Task to carry out: Count lines with "Security" below; give only the number.

──────── Information supplied

PR #620, opened 2026-05-20
fix(graph): reject resolve_supersessions on inverse/filter, add coverage tests (#616 #613)

### LINKED ISSUE #613: [infra-001] Add min_age_days end-to-end integration test for context_graph filter mode
## Summary

Gate 3c (vnc-020) flagged a non-blocking coverage gap: `min_age_days` is not exercised end-to-end in the infra-001 integration suite. The Q10 stale-Goal pattern (`min_age_days=30` combined with `max_edge_count=0`) is the primary use case for this parameter.

## What's missing

A `test_context_graph_filter_min_age_days` integration test in `test_tools.py` that:
1. Writes goal entries with different `created_at` timestamps (some old, some recent)
2. Calls `context_graph(mode="filter", category="goal", min_age_days=30, max_edge_count=0, edge_types=["Advances"])`
3. Asserts only old entries with no Advances edges are returned

## Context

- `max_edge_count=0` IS integration-tested (AC-29 passes)
- `min_age_days` SQL is correct (uses `strftime('%s','now') - ? * 86400` — INTEGER epoch)
- Gap is end-to-end combination only

Related: vnc-020 (#598)

### LINKED ISSUE #616: inverse/filter mode: deprecated entries produce false positives when superseded active entry has edges
## Summary

`context_graph(mode="inverse")` is the primary tool for Q9 uncited-source detection: find Source entries with no incoming Cites edges. The mode currently ignores `resolve_supersessions` (it silently has no effect on SQL-only modes).

This creates a correctness gap for the Q9 use case:

- Entry A (deprecated, superseded by B) has no incoming Cites edges
- Entry B (active successor of A) has incoming Cites edges
- Calling `inverse(category="source", missing_edge_types=["Cites"])` returns A — a false positive

A deprecated entry that *looks* uncited will appear in results when its active successor is correctly cited. Agents running gap detection would act on stale entries.

## Options

**Option A — Reject `resolve_supersessions` on inverse/filter modes** (strict): Return a validation error if `resolve_supersessions=true` is passed to inverse or filter. Callers know the limitation and cannot accidentally pass it expecting supersession behavior.

**Option B — Implement supersession-aware filtering** (correct): Add a WHERE clause: `AND e.superseded_by IS NULL` (or `e.status = 0`) so deprecated entries are excluded from inverse/filter results by default. This is different from resolve_supersessions; it just means "only active entries."

**Option C — Add `active_only` parameter** (explicit): New boolean flag defaulting to true that filters `e.status = 0`.

Note: the existing SQL already includes `AND e.status = 0`, which excludes deprecated entries. If this is already in the query, the issue may be moot — verify by checking `handle_inverse` and `handle_filter` SQL construction.

## Context

- Flagged during vnc-020 (#598) post-delivery review
- `inverse` and `filter` modes already use `AND e.status = 0` — verify whether this resolves the issue before implementing anything
- If `status = 0` already excludes deprecated entries, this issue can be closed as won't-fix with a note

Related: vnc-020 (#598)

dug-21:
## Summary

Closes #616 · Closes #613

**#616 — inverse/filter: deprecated entries false positive (won't-fix + hardening)**

The alleged bug does not exist: `handle_inverse` and `handle_filter` already enforce `AND e.status = 0`, which excludes deprecated entries before the antijoin runs. No false positive is possible.

Two additions close the correctness gap and prevent future confusion:

- **Behavioral change**: `validate_inverse_params` and `validate_filter_params` now reject `resolve_supersessions=Some(_)` with an explanatory error. Previously accepted as a silent no-op; this was inconsistent with chain mode which already rejects it explicitly. Error message follows chain mode's explanatory style: `"resolve_supersessions has no effect in {mode} mode — only active entries are returned"`.
- **Regression test**: `test_handle_inverse_deprecated_superseded_entry_absent` — inserts an entry, supersedes it to an active successor that has an incoming Cites edge, calls `inverse`, and asserts the deprecated entry is absent. Includes a new `set_superseded_by` helper (no such helper existed). Three validation unit tests also cover the new rejection behavior.

**#613 — filter mode: `min_age_days` end-to-end integration test**

`max_edge_count=0` was already integration-tested (AC-29). `min_age_days` had no end-to-end path through infra-001. Adds `test_context_graph_filter_min_age_days`: backdates two entries via direct SQLite UPDATE, calls `filter(min_age_days=30, max_edge_count=0)`, and asserts only the old entries are returned.

## Changed files

| File | Change |
|------|--------|
| `crates/unimatrix-server/src/mcp/graph_read_validation.rs` | Reject `resolve_supersessions` in inverse + filter validators |
| `crates/unimatrix-server/src/mcp/graph_read_tests.rs` | 3 validation unit tests for rejection behavior |
| `crates/unimatrix-server/src/mcp/graph_read_inverse_integration_tests.rs` | `set_superseded_by` helper + `test_handle_inverse_deprecated_superseded_entry_absent` |
| `product/test/infra-001/suites/test_tools.py` | `test_context_graph_filter_min_age_days` (#613) |

## Test plan

- [x] 5,146 unit tests pass (0 failed)
- [x] 185 tools suite tests pass (0 failed, 3 xfailed pre-existing)
- [x] Clippy clean
- [x] Gate 3 validation: PASS (13/13 checks)

### DIFF
--- a/crates/unimatrix-server/src/mcp/graph_read_inverse_integration_tests.rs
+++ b/crates/unimatrix-server/src/mcp/graph_read_inverse_integration_tests.rs
@@ -64,6 +64,19 @@ async fn deprecate_entry(store: &SqlxStore, entry_id: u64) {
         .expect("deprecate entry");
 }
 
+/// Deprecate an entry and record it as superseded by another entry.
+/// Sets status=1 (Deprecated) and superseded_by=successor_id directly in the DB.
+async fn set_superseded_by(store: &SqlxStore, deprecated_id: u64, successor_id: u64) {
+    sqlx::query(
+        "UPDATE entries SET status = 1, superseded_by = ?1, updated_at = 1700000002 WHERE id = ?2",
+    )
+    .bind(successor_id as i64)
+    .bind(deprecated_id as i64)
+    .execute(store.write_pool_test())
+    .await
+    .expect("set superseded_by");
+}
+
 fn inverse_params(
     category: Option<&str>,
     missing_edge_types: Option<Vec<&str>>,
@@ -249,5 +262,54 @@ async fn test_handle_inverse_empty_category_in_db_returns_empty_not_error() {
         .expect("handle_inverse");
     assert_eq!(resp.entries.len(), 0);
     assert_eq!(resp.total_returned, 0);
+    store.close().await.unwrap();
+}
+
+// ---------------------------------------------------------------------------
+// #616B — Deprecated-superseded entry absent from inverse results
+// ---------------------------------------------------------------------------
+
+#[tokio::test]
+async fn test_handle_inverse_deprecated_superseded_entry_absent() {
+    // #616B: A deprecated entry (even one that is part of a supersession chain)
+    // must NOT appear in inverse results. The AND e.status = 0 guard excludes
+    // all non-active entries regardless of edge presence.
+    //
+    // Fixture:
+    //   entry_a — category="source", deprecated, superseded_by entry_b
+    //   entry_b — category="source", active, has an incoming Cites edge
+    //   donor   — category="decision", active, provides the Cites edge to entry_b
+    //
+    // Expected:
+    //   entry_a absent — deprecated (status=1), excluded by status guard.
+    //   entry_b absent — active but has an incoming Cites edge, excluded by antijoin.
+    let (store, _dir) = open_test_store().await;
+
+    let donor_id = insert_entry(&store, "decision").await;
+    let id_a = insert_entry(&store, "source").await;
+    let id_b = insert_entry(&store, "source").await;
+
+    // Give entry_b an incoming Cites edge so it's excluded by the antijoin.
+    insert_edge(&store, donor_id, id_b, "Cites").await;
+
+    // Deprecate entry_a and mark it as superseded_by entry_b.
+    set_superseded_by(&store, id_a, id_b).await;
+
+    let params = inverse_params(Some("source"), Some(vec!["Cites"]), None);
+    let resp = handle_inverse(&store, &params)
+        .await
+        .expect("handle_inverse");
+
+    let ids: Vec<u64> = resp.entries.iter().map(|e| e.id).collect();
+
+    assert!(
+        !ids.contains(&id_a),
+        "deprecated-superseded entry_a must not appear (status guard); ids={ids:?}"
+    );
+    assert!(
+        !ids.contains(&id_b),
+        "active entry_b (has Cites edge) must not appear (antijoin); ids={ids:?}"
+    );
+
     store.close().await.unwrap();
 }
--- a/crates/unimatrix-server/src/mcp/graph_read_tests.rs
+++ b/crates/unimatrix-server/src/mcp/graph_read_tests.rs
@@ -299,6 +299,87 @@ fn test_node_index_for_unknown_node_returns_none() {
 }
 
 // -----------------------------------------------------------------------
+// #616: resolve_supersessions rejected on inverse and filter modes
+// Only active entries are returned by both modes; the parameter has no effect.
+// -----------------------------------------------------------------------
+
+#[test]
+fn test_validate_inverse_rejects_resolve_supersessions() {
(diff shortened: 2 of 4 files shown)


dug-21 (commented):
## Security Review — PR #620 (bugfix-616 + #613)

**Risk Level: Low**

Reviewed: graph_read_validation.rs, graph_read_inverse_integration_tests.rs, graph_read_tests.rs, test_tools.py (test_context_graph_filter_min_age_days)

---

### Finding 1 — Direct SQLite write in E2E test bypasses server isolation
- **Severity**: Low (test code only)
- **Location**: product/test/infra-001/suites/test_tools.py, test_context_graph_filter_min_age_days (~line 4822)
- **Description**: The test inlines the db_path derivation (sha256 digest, ~/.unimatrix/{hash}/unimatrix.db) rather than using the existing _compute_db_path helper that is already established in this file and used by every other direct-SQL test (lines 956-964). This is a copy-paste of private infrastructure knowledge. If the server ever changes its path derivation (e.g., encoding, hash length, base dir), this test will silently connect to a non-existent DB and create a new empty SQLite file at that path rather than failing loudly, causing a false-positive pass.
- **Recommendation**: Replace the inlined path derivation with _compute_db_path(server.project_dir). The helper already exists in the same file.
- **Blocking**: No — test-only, does not affect production code. But the inconsistency is a latent reliability risk.

### Finding 2 — resolve_supersessions rejection covers Some(false), which is correct
- **Severity**: Informational (positive finding)
- **Location**: graph_read_validation.rs:200, graph_read_validation.rs:242
- **Description**: The guard checks is_some() rather than == Some(true). This is the correct design. A caller sending resolve_supersessions=false on inverse/filter modes would be equally confused about the parameter's semantics; rejecting any presence of the field gives clear, unambiguous feedback regardless of value. The unit test test_validate_inverse_resolve_supersessions_false_also_rejected explicitly documents this intent.

### Finding 3 — No injection risk in validation layer
- **Severity**: Informational (positive finding)
- **Location**: graph_read_validation.rs
- **Description**: The new validation code operates entirely on already-deserialized GraphParams struct fields (Option<bool> checks). No string interpolation of user-controlled data into SQL, format strings, or shell commands. Error messages include the mode name (a constant string from the match arm) — not the user-supplied input — so there is no reflected injection surface.

### Finding 4 — Rust test helpers use parameterized queries
- **Severity**: Informational (positive finding)
- **Location**: graph_read_inverse_integration_tests.rs:69-78
- **Description**: set_superseded_by uses sqlx parameterized binding (?1, ?2) — no SQL injection risk. Bounded to test-support feature flag only (write_pool_test is #[cfg(feature = test-support)]).

---

### OWASP Assessment
- **Injection**: No risk. Validation is pure Option checks on deserialized struct fields.
- **Broken access control**: No change. The fix adds rejection, not new allowances.
- **Security misconfiguration**: No new configuration surface.
- **Input validation**: Fix improves the posture — previously a no-op parameter was silently accepted; now it is explicitly rejected with an actionable error message.
- **Deserialization**: No change to deserialization paths.

### Blast Radius
The fix is additive-rejection: callers who previously sent resolve_supersessions on inverse/filter modes (and received silently wrong results) now receive a clear error. The worst case if this guard has a subtle bug is that a valid caller receives an unexpected rejection. That is a recoverable user-experience error, not data corruption or privilege escalation. No write paths are touched.

### Regression Risk
Low. The change adds new Err arms to two validation functions. Existing callers that do not supply resolve_supersessions on these modes are unaffected — both new guards are gated on is_some() and the default for an Option field is None. The three new unit tests and the integration test collectively cover the new paths.

### Dependencies
No Cargo.toml or Cargo.lock changes. Zero new dependencies.

### Secrets
No hardcoded credentials, tokens, or API keys in any changed file.

---

**Summary**: The production change is minimal, correct, and additive. The single actionable item (Finding 1) is test-only: inline db_path derivation should use _compute_db_path(server.project_dir) for consistency and reliability. No blocking findings.

dug-21 (commented):
Security review posted — see full findings in the comment above. Risk level: Low. No blocking findings.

────────────────

Response to the exercise: 3